From our previous qemu script, the bus_nr=24
corresponds to our numa_node=0
"decoders:root0":[
{
"decoder":"decoder0.0",
"size":4294967296,
"interleave_ways":1,
"max_available_extent":4294967296,
"pmem_capable":true,
"volatile_capable":true,
"accelmem_capable":true,
"nr_targets":1,
"targets":[
{
"target":"pci0000:18",
"alias":"ACPI0016:02",
"position":0,
"id":24
}
]
},
{
"decoder":"decoder0.1",
"size":4294967296,
"interleave_ways":1,
"max_available_extent":4294967296,
"pmem_capable":true,
"volatile_capable":true,
"accelmem_capable":true,
"nr_targets":1,
"targets":[
{
"target":"pci0000:20",
"alias":"ACPI0016:01",
"position":0,
"id":32
}
]
},
{
{
"decoder":"decoder0.2",
"size":536870912,
"interleave_ways":1,
"max_available_extent":536870912,
"pmem_capable":true,
"volatile_capable":true,
"accelmem_capable":true,
"nr_targets":1,
"targets":[
{
"target":"pci0000:28",
"alias":"ACPI0016:00",
"position":0,
"id":40
}
]
Lets select the id 24. It is attached to the decoder0.0. To identify which memory device is below that decoder, run cxl list -M
:
[
{
"memdev":"mem0",
"pmem_size":268435456,
"serial":0,
"numa_node":3,
"host":"0000:29:00.0"
},
{
"memdev":"mem1",
"ram_size":268435456,
"serial":0,
"numa_node":0,
"host":"0000:1b:00.0"
},
{
"memdev":"mem4",
"ram_size":268435456,
"serial":0,
"numa_node":0,
"host":"0000:1c:00.0"
},
{
"memdev":"mem3",
"ram_size":268435456,
"serial":0,
"numa_node":1,
"host":"0000:23:00.0"
},
{
"memdev":"mem2",
"ram_size":268435456,
"serial":0,
"numa_node":1,
"host":"0000:24:00.0"
}
]
We can see that in the numa_node 0, mem1 and mem4 are located.
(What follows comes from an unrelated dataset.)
PR #13671, opened 2026-08-22
feat: add `shouldTouch` option to `trigger()`

zigzagdev:
## Summary

Adds a shouldTouch option to `trigger()`, mirroring the option that setValue already has. So callers can mark validated field(s) as touched without a setValue-based workaround.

So we can run: sudo cxl create-region -m -t ram -d decoder0.0 -w2 mem4 mem1
without doubt whether it is the right decoder with the rights memory devices.
Then we finalize the configuration with one way interleaving:
sudo cxl create-region -m -t ram -d decoder0.1 -w1 mem3
sudo cxl create-region -m -t ram -d decoder0.1 -w1 mem2
The region with persistent memory:
sudo cxl create-region -m -t pmem -d decoder0.2 mem0
sudo ndctl create-namespace -t pmem -m devdax -r region2 -f
And finally online all devices:
sudo daxctl online-memory all
sudo daxctl reconfigure-device -m system-ram dax2.0 --force
We oberved error messages like: failed to create namespace: No space left on device
after running the namespace creation. To encounter this issue, erase files declared in the mem-path argument (usually /tmp/ ) of your qemu script, reboot the vm.